The Israeli Energy and Water Resources Ministry estimates that Tamar could meet between 50 percent and 80 percent of the country's natural gas needs over the next decade. The field may also allow Israel to incentivize additional domestic energy production and reduce the country's use of coal and fuel oil in sectors where demand overlaps with natural gas, such as power generation. However, Israel's ability to leverage its energy assets to affect the policies of neighboring countries or resolve the myriad challenges it faces on its borders will be constrained by the region's enduring geopolitical realities.
Analysis
Israel estimates that its annual consumption of natural gas will increase to 8.5 billion cubic meters in 2013 and continue to rise for the foreseeable future. In recent years, the country has depended on two major sources of natural gas: In 2005, a deal was brokered through the East Mediterranean Gas Company, an Egyptian-Israeli natural gas consortium, for Egypt to supply Israel with approximately 40 percent of its natural gas needs for the next 20 years, or roughly 1.7 billion cubic meters per year. (The agreement was later increased to 2.1 billion cubic meters per year).
But Israel's energy partnership with Egypt has been beset with problems. Egypt, a net exporter of natural gas facing its own problems with rising domestic demand, reportedly negotiated a rate increase in 2008, and since the onset of the Arab Spring in 2011, the subsequent strain on Egyptian-Israeli relations has curtailed Israeli imports from Egypt.

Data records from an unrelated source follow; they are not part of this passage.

PR #269, opened 2020-04-14
Ensure attendee presence leave/join is ordered correctly

aburnson:
*Issue #:* 

*Description of changes*

Ensure attendee presence leave/join is ordered correctly. The server may send old stream ids that are leaving after new stream ids that joining. When mapped to attendee presence this can appear as though the same attendee is joining and then leaving, when really they were rejoining.

### DIFF
--- a/test/volumeindicatoradapter/DefaultVolumeIndicatorAdapter.test.ts
+++ b/test/volumeindicatoradapter/DefaultVolumeIndicatorAdapter.test.ts
@@ -119,6 +119,53 @@ describe('DefaultVolumeIndicatorAdapter', () => {
       expect(volumeUpdate).to.equal(2);
       expect(attendeeIdUpdate).to.equal(2);
     });
+
+    it('handles out of order stream ids', () => {
+      const streamInfo1Join = SdkAudioStreamIdInfo.create();
+      const streamInfo1Frame = SdkAudioStreamIdInfoFrame.create();
+      const streamInfo2Join = SdkAudioStreamIdInfo.create();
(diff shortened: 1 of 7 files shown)


test/volumeindicatoradapter/DefaultVolumeIndicatorAdapter.test.ts
```diff
@@ -119,6 +119,53 @@ describe('DefaultVolumeIndicatorAdapter', () => {
...
+      const streamInfo2Leave = SdkAudioStreamIdInfo.create();
+      const streamInfo2Frame = SdkAudioStreamIdInfoFrame.create();
+      streamInfo1Join.audioStreamId = 1;
+      streamInfo1Join.attendeeId = fooAttendee;
+      streamInfo1Join.externalUserId = fooExternal;
+      streamInfo1Frame.streams = [streamInfo1Join];
+      streamInfo2Join.audioStreamId = 2;
+      streamInfo2Join.attendeeId = fooAttendee;
+      streamInfo2Join.externalUserId = fooExternal;
+      streamInfo2Leave.audioStreamId = 1;
```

Moreover, militants in the Sinai Peninsula have frequently targeted the natural gas pipeline that connects the two countries, occasionally shutting down flows for weeks at a time. In April 2012, Egypt's state-owned natural gas company announced that it would pull out of the 2005 agreement, and the Israel Electric Corporation formally followed suit on March 25.

Tamar's Promise

For the remaining 60 percent of its natural gas needs, Israel has relied on production from Mari B, a domestic reservoir in the Yam Tethys field located off the coast of Ashdod. Mari B's reserves, however, have depleted faster than expected. In response, Israel in recent months has turned to stopgap measures such as expediting production at smaller natural gas fields nearby, including Noa and Pinnacle. The country has also increased its use of diesel and fuel oil for electricity production.

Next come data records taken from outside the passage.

PR #275, opened 2020-04-16
Add an observer to retrieve raw stats from RTCPeerConnection

ltrung:
*Description of changes*
Allow retrieving raw stats from RTCPeerConnection


src/statscollector/DefaultStatsCollector.ts
```diff
@@ -420,6 +420,11 @@ export default class DefaultStatsCollector implements StatsCollector {
   }
 
   private handleRawMetricReports(rawMetricReports: RawMetricReport[]): void {
```
simmkyu, line 422: Although we are calling this param `rawMetricReports`, it's not untouched data from `rtcPeerConnection.getStats`.

From 453-460, SDK is re-assigning raw data to a specific object shape.
https://github.com/aws/amazon-chime-sdk-js/blob/f8c345b95472cc2aea26e7e399ca72f3523900d2/src/statscollector/DefaultStatsCollector.ts#L453

I wonder if a builder wants raw data directly from `rtcPeerConnection.getStats()`.

simmkyu:
> I think it's useful to simply expose `RTCPeerConnection` so developers can manage when and how they are going to call `getStats`.

In that case, we may need to add these observer methods to tell whether the peer connection object exists.
- peerConnectionDidBecomeAvailable
- peerConnectionDidBecomeUnavailable

ltrung:
> I think it's useful to simply expose `RTCPeerConnection` so developers can manage when and how they are going to call `getStats`.

@XHatan  That's how I originally did it. However, Andrew was against exposing internal object.

src/statscollector/DefaultStatsCollector.ts
ltrung: Good point. Updated.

In 2012, the state-owned Israel Natural Gas Lines Ltd. built a $134 million floating liquefied natural gas import terminal. Israel received its first shipment of liquefied natural gas from BP in January 2013, reportedly sourced from Trinidad, and the government hopes that as much as 2 billion cubic meters of natural gas will arrive at the terminal each year. The project was not intended to become a primary source of natural gas for Israel, but rather to bolster Israeli energy security by making the country less dependent on its pipeline. For Israel, imported liquefied natural gas is expected to cost three to four times as much as natural gas from Tamar.

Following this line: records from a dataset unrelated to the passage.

PR #286, opened 2020-04-19
Expose ExternalUserID on videoTileDidUpdate

RidipDe:
*Description of changes*
- Expose ExternalUserId for this API:
https://github.com/aws/amazon-chime-sdk-js/blob/9720363625a16fb702b8edd53b8efaa3a63a5f03/test/videotilecontroller/DefaultVideoTileController.test.ts#L47
- Updated the demo app to reflect this change.

Testing Methodology:
- Written unit tests - success
- When the video is turned on, we are able to see the external user id associated to the attendee.


src/task/CleanStoppedSessionTask.ts
```diff
@@ -63,7 +63,7 @@ export default class CleanStoppedSessionTask extends BaseTask {
 
       const tile = this.context.videoTileController.getLocalVideoTile();
       if (tile) {
-        tile.bindVideoStream('', true, null, null, null, null);
+        tile.bindVideoStream('', true, null, null, null, null, '');
```
simmkyu, line 66: I think passing `null` for external user ID is better. For example, some customers might be using an empty string as a valid external user ID.

Note that the attendee ID (first parameter) can be an empty string since SDK owns it.

src/task/CreatePeerConnectionTask.ts
```diff
@@ -187,7 +194,23 @@ export default class CreatePeerConnectionTask extends BaseTask implements Remova
       width = cap.width as number;
       height = cap.height as number;
     }
-    tile.bindVideoStream(attendeeId, false, stream, width, height, streamId);
+    let externalUserId = this.context.realtimeController.realtimeExternalUserIdFromAttendeeId(
+      attendeeId
+    );
+    tile.bindVideoStream(attendeeId, false, stream, width, height, streamId, externalUserId);
+    if (!externalUserId) {
```
simmkyu, line 201: @aburnson @XHatan I suggested we handle a case when the tile is added without `externalUserId`.

1. For customers using external user ID, it's a race condition. A video track is added ***before*** the `DefaultVolumeIndicatorAdapter` retrieves the associated external user ID from an audio stream.
2. For customers not using external user ID, SDK will still subscribe to presence changes. We don't know whether a customer is using external user ID for remote attendees.

Two questions:
- First of all, does this implementation make sense?
- For case (2), can we just check if an attendee is not present yet? i.e. If an attendee becomes present without external ID, this attendee will never have external ID in the future.
  ```
  if (!isAttendeePresentAlready) {
  ```

src/realtimecontroller/DefaultRealtimeController.ts
```diff
@@ -317,6 +317,12 @@ export default class DefaultRealtimeController implements RealtimeController {
     });
   }
 
+  realtimeExternalUserIdFromAttendeeId(attendeeId: string): string | null {
+    if (attendeeId in this.state.attendeeIdToExternalUserId) {
```
aburnson, line 321: What does this function return if `attendeeId` is not `attendeeIdToExternalUserId`?

src/realtimecontroller/RealtimeController.ts
```diff
@@ -58,6 +58,11 @@ export default interface RealtimeController {
     callback: (attendeeId: string, present: boolean, externalUserId?: string | null) => void
   ): void;
 
+  /**
+   * Retrieve the externalUserId from the attendeeId-externalUserId map
+   */
+  realtimeExternalUserIdFromAttendeeId(attendeeId: string): string;
```
aburnson, line 64: Return type does not match implementation.

src/task/CreatePeerConnectionTask.ts
```diff
@@ -187,7 +194,26 @@ export default class CreatePeerConnectionTask extends BaseTask implements Remova
...
+      const handler = (
+        presentAttendeeId: string,
+        present: boolean,
+        externalUserId: string
+      ): void => {
+        if (attendeeId === presentAttendeeId && present && externalUserId !== null) {
+          tile.bindVideoStream(attendeeId, false, stream, width, height, streamId, externalUserId);
+          this.context.realtimeController.realtimeUnsubscribeToAttendeeIdPresence(handler);
+          this.presenceHandlerSet.delete(handler);
```
aburnson, line 210: This implementation assumes that the presence handler is going to be called. What happens to the attendee presence event does not arrive (e.g. connection is lost)? How will this handler be cleaned up in that case?

I would suggest setting a timer that will automatically delete the handler if it is not called after a certain amount of time (say 10 seconds).

src/task/CreatePeerConnectionTask.ts
aburnson: Attendees will always have an external user ID since that is a required field. I'm OK with the workaround below (with one comment).

src/task/CreatePeerConnectionTask.ts
RidipDe: Have added a TimeoutScheduler to removeHandlers after every 10 seconds.

demos/browser/app/meeting/meeting.ts
```diff
@@ -1128,7 +1128,7 @@ export class DemoMeetingApp implements AudioVideoObserver, DeviceChangeObserver
     // TODO: enforce roster names
     new TimeoutScheduler(200).start(() => {
       const rosterName = this.roster[tileState.boundAttendeeId]
-        ? this.roster[tileState.boundAttendeeId].name
+        ? `${this.roster[tileState.boundAttendeeId].name}${tileState.boundExternalUserId ? ` [${tileState.boundExternalUserId}]` : ``}`
```
aburnson, line 1131: Why does the external user ID need to be visible in the roster? Won't that cause the roster width to be very large?

demos/browser/app/meetingV2/meetingV2.ts
```diff
@@ -1185,7 +1185,7 @@ export class DemoMeetingApp implements AudioVideoObserver, DeviceChangeObserver,
     // TODO: enforce roster names
     new TimeoutScheduler(2000).start(() => {
       const rosterName = this.roster[tileState.boundAttendeeId]
-        ? this.roster[tileState.boundAttendeeId].name
+        ? `${this.roster[tileState.boundAttendeeId].name}${tileState.boundExternalUserId ? ` [${tileState.boundExternalUserId}]` : ``}`
```
aburnson, line 1188: Same question as above.

src/realtimecontroller/DefaultRealtimeController.ts
```diff
@@ -317,6 +317,13 @@ export default class DefaultRealtimeController implements RealtimeController {
...
```
aburnson, line 321: Is this `if` necessary? Won't the `|| null` below handle this case?

src/task/CreatePeerConnectionTask.ts
```diff
@@ -187,7 +199,31 @@ export default class CreatePeerConnectionTask extends BaseTask implements Remova
       width = cap.width as number;
       height = cap.height as number;
     }
-    tile.bindVideoStream(attendeeId, false, stream, width, height, streamId);
+    const externalUserId = this.context.realtimeController.realtimeExternalUserIdFromAttendeeId(
+      attendeeId
+    );
+    tile.bindVideoStream(attendeeId, false, stream, width, height, streamId, externalUserId);
+    if (!externalUserId) {
+      const timeoutScheduler = new TimeoutScheduler(10000);
```
aburnson, line 207: Value of timer needs to go into a class constant.

src/task/CreatePeerConnectionTask.ts
```diff
@@ -187,7 +199,31 @@ export default class CreatePeerConnectionTask extends BaseTask implements Remova
       width = cap.width as number;
       height = cap.height as number;
     }
-    tile.bindVideoStream(attendeeId, false, stream, width, height, streamId);
+    const externalUserId = this.context.realtimeController.realtimeExternalUserIdFromAttendeeId(
+      attendeeId
+    );
+    tile.bindVideoStream(attendeeId, false, stream, width, height, streamId, externalUserId);
+    if (!externalUserId) {
```
aburnson, line 206: Suggest moving the contents of this if-body into a separate function with a name that indicates what it is doing.

src/task/CreatePeerConnectionTask.ts
```diff
@@ -187,7 +199,31 @@ export default class CreatePeerConnectionTask extends BaseTask implements Remova
...
+          tile.bindVideoStream(attendeeId, false, stream, width, height, streamId, externalUserId);
+          this.context.realtimeController.realtimeUnsubscribeToAttendeeIdPresence(handler);
+          this.presenceHandlerSet.delete(handler);
+          timeoutScheduler.stop();
+        }
+      };
+      this.context.realtimeController.realtimeSubscribeToAttendeeIdPresence(handler);
+      this.presenceHandlerSet.add(handler);
+      timeoutScheduler.start(() => {
+        this.removeHandlers();
```
aburnson, line 223: Asymmetric lifecycle: before the timer begins we add one handler, once the timer fires, it removes all handlers. Shouldn't it just remove the one handler that was added.

demos/browser/app/meeting/meeting.ts
RidipDe: We decided in a standup to have the external id in the video tile as trial for few days.

src/task/CreatePeerConnectionTask.ts
```diff
@@ -187,7 +223,13 @@ export default class CreatePeerConnectionTask extends BaseTask implements Remova
       width = cap.width as number;
       height = cap.height as number;
     }
-    tile.bindVideoStream(attendeeId, false, stream, width, height, streamId);
+    const externalUserId = this.context.realtimeController.realtimeExternalUserIdFromAttendeeId(
+      attendeeId
+    );
+    tile.bindVideoStream(attendeeId, false, stream, width, height, streamId, externalUserId);
+    if (!externalUserId) {
```
simmkyu, line 230: Missed in the previous PR: You need to check `!== null`. Customers might use an empty string as a valid external user ID.

```
if (externalUserId !== null) {
```

Advanced: `realtimeExternalUserIdFromAttendeeId` can return `string | null | undefined`.
- `string`: both attendee ID and external user ID exists
- `null`: attendee ID exists but this attendee does not have external user ID
- `undefined`: attendee ID does not exist <-- Only in this case, we can get into this if statement.

```
if (typeof externalUserId === 'undefined') {
   ...
}
```

aburnson: @simmkyu I believe ExternalUserId is a required field that must be between 2-64 characters:
https://docs.aws.amazon.com/chime/latest/APIReference/API_CreateAttendee.html#API_CreateAttendee_RequestSyntax

src/realtimecontroller/RealtimeController.ts
```diff
@@ -58,6 +58,11 @@ export default interface RealtimeController {
     callback: (attendeeId: string, present: boolean, externalUserId?: string | null) => void
   ): void;
 
+  /**
+   * Retrieve the externalUserId from the attendeeId-externalUserId map
```
aburnson, line 62: The fact that it is store in a map is an internal detail that does not need to be mentioned in the API method. Suggest: "Returns the external user ID for a given attendee ID"

src/task/CreatePeerConnectionTask.ts
```diff
@@ -24,7 +29,12 @@ export default class CreatePeerConnectionTask extends BaseTask implements Remova
   ];
   private removeVideoTrackEventListeners: { [trackId: string]: (() => void)[] } = {};
 
-  constructor(private context: AudioVideoControllerState) {
+  static readonly removeHandlerIntervalMs: number = 10000;
```
aburnson, line 32: We may not be perfectly consistent about this, but in general we use ALL_CAPS_CASE when defining constants to make it clear that they are constants, e.g.

https://github.com/aws/amazon-chime-sdk-js/blob/master/src/activespeakerdetector/DefaultActiveSpeakerDetector.ts#L16

src/task/CreatePeerConnectionTask.ts
aburnson: Also, when the external user id is read off the wire, it is converted into either a non-empty string or null here:
https://github.com/aws/amazon-chime-sdk-js/blob/efa5f360acc20793cf3993be5099264206e3327b/src/volumeindicatoradapter/DefaultVolumeIndicatorAdapter.ts#L39

src/videotile/DefaultVideoTile.ts
```diff
@@ -131,7 +131,8 @@ export default class DefaultVideoTile implements DevicePixelRatioObserver, Video
     mediaStream: MediaStream | null,
     contentWidth: number | null,
     contentHeight: number | null,
-    streamId: number | null
+    streamId: number | null,
+    externalUserId?: string | null
```
aburnson, line 135: Why is this parameter optional?

src/task/CreatePeerConnectionTask.ts
```diff
@@ -187,7 +226,13 @@ export default class CreatePeerConnectionTask extends BaseTask implements Remova
       width = cap.width as number;
       height = cap.height as number;
     }
-    tile.bindVideoStream(attendeeId, false, stream, width, height, streamId);
+    const externalUserId = this.context.realtimeController.realtimeExternalUserIdFromAttendeeId(
+      attendeeId
+    );
+    tile.bindVideoStream(attendeeId, false, stream, width, height, streamId, externalUserId);
```
aburnson, line 232: If `externalUserId` is `null` won't this cause the video tile update to not include a non-empty externalUserId? Isn't the goal to ensure that there is one when the tile is bound so that callbacks always have the externalUserId?

src/realtimecontroller/RealtimeController.ts
RidipDe: changed the comment

src/task/CreatePeerConnectionTask.ts
RidipDe: done

src/videotile/DefaultVideoTile.ts
RidipDe: To make sure that the API already being used by customers do not break.

src/task/CreatePeerConnectionTask.ts
RidipDe: if ecternalUserId is null, binding will take place twice

simmkyu:
```
if (externalUserId) {
  tile.bindVideoStream(attendeeId, false, stream, width, height, streamId, externalUserId);
} else {
  this.bindExternalIdToRemoteTile(tile, attendeeId, stream, width, height, streamId);
}
```

aburnson: @RidipDe still need to implement above logic ^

With an estimated 246 billion cubic meters of natural gas reserves, Tamar will be particularly important to Israeli energy security, especially considering the unclear future of relations with Egypt and the inevitable depletion of Israel's natural gas fields. Still, the benefits of developing Tamar will not be felt immediately in Israel. Despite the field's initiation, electricity prices will increase by some 6.5 percent in May, and Israeli Energy Minister Silvan Shalom said on March 31 that additional increases could follow. But over the long term, production at Tamar will serve as a stable source of natural gas fully under Israeli control, and it will thus promote Israeli energy independence.

Export Obstacles

The Israeli government has yet to articulate a clear vision for exporting the reserves at Tamar -- and at Leviathan, an even larger offshore field discovered in June 2010. In 2012, the Tzemach committee, a task force commissioned by the government to review Israel's natural gas export policy, recommended that 53 percent of the country's reserves be made available for export. But this figure was based on an assumption that future discoveries would increase Israel's total reserves to around 950 billion cubic meters and that 450 billion cubic meters of natural gas would be needed to cover domestic consumption over the next 25 years. Opposition elements in the Israeli government have called for a reassessment of the committee's recommendations, asserting that the group underestimated Israeli natural gas consumption. Disappointing results from exploratory drilling at the Mira, Sara and Shimshon sites have cast further doubt on the recommendations.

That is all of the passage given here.